| Task directions |
Show the lines below where "because" occurs.

#### Data listing ####

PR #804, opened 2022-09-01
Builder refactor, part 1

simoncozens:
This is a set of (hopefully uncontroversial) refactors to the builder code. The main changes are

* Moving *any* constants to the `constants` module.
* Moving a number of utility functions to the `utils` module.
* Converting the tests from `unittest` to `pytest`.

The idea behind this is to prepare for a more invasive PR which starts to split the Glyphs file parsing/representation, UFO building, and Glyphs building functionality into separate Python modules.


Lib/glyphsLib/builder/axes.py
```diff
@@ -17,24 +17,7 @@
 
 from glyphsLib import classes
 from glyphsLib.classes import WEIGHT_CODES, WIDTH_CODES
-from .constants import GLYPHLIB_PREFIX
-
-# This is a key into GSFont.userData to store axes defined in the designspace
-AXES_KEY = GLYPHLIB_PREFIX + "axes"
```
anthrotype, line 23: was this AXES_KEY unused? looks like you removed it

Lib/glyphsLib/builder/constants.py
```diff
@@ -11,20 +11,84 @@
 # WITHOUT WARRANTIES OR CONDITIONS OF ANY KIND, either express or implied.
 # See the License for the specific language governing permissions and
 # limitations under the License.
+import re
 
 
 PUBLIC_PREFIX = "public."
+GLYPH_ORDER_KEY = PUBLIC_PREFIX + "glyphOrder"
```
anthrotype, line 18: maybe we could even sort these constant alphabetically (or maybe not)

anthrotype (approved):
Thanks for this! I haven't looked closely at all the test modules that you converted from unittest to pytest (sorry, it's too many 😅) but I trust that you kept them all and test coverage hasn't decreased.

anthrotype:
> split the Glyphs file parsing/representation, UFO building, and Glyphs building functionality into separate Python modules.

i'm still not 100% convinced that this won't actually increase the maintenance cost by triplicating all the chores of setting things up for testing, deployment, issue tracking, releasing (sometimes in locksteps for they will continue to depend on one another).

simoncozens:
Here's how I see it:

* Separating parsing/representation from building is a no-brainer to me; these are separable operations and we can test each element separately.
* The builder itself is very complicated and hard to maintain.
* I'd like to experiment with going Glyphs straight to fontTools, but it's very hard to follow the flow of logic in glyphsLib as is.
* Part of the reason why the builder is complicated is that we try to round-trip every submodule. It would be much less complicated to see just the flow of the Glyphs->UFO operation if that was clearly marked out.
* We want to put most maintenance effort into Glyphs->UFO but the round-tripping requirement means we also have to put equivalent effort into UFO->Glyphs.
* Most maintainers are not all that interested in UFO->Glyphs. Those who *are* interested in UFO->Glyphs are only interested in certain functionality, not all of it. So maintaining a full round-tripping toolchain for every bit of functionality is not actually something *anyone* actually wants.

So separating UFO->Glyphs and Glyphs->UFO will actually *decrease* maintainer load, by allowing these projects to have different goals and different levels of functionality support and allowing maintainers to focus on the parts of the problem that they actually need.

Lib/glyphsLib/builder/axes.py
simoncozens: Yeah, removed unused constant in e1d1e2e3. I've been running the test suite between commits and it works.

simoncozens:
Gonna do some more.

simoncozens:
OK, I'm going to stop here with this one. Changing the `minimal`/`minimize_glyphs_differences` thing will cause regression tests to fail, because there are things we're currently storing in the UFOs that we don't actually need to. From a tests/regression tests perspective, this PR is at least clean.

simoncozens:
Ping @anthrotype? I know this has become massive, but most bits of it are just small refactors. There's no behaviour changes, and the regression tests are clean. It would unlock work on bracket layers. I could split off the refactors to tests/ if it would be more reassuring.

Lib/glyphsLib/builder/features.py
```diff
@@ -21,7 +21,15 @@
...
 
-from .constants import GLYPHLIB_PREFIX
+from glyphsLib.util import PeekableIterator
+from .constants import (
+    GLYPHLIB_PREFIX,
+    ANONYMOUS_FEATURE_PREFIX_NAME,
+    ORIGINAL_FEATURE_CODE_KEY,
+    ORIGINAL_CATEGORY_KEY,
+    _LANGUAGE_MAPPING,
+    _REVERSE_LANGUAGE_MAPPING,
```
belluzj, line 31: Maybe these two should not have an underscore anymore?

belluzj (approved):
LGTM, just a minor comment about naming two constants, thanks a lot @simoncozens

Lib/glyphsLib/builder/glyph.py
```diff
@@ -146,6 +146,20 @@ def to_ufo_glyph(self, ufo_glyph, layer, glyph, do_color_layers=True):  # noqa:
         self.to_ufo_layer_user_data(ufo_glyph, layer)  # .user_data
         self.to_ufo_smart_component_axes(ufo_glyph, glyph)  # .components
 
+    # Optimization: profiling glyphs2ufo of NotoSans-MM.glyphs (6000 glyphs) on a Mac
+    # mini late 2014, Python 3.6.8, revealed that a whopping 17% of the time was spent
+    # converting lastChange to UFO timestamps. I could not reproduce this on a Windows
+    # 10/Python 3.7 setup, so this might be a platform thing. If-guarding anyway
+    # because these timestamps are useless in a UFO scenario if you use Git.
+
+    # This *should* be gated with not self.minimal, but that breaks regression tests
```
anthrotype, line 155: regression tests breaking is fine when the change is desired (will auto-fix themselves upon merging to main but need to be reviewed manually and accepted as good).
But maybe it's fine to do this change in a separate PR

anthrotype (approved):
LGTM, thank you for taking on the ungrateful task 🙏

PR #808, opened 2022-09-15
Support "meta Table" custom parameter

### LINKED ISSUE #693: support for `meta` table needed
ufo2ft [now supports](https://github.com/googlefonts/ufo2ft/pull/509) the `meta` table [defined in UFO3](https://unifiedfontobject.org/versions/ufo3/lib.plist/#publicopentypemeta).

####

| Response |
OK, I'm going to stop here with this one. Changing the `minimal`/`minimize_glyphs_differences` thing will cause regression tests to fail, because there are things we're currently storing in the UFOs that we don't actually need to. From a tests/regression tests perspective, this PR is at least clean.
+    # because these timestamps are useless in a UFO scenario if you use Git.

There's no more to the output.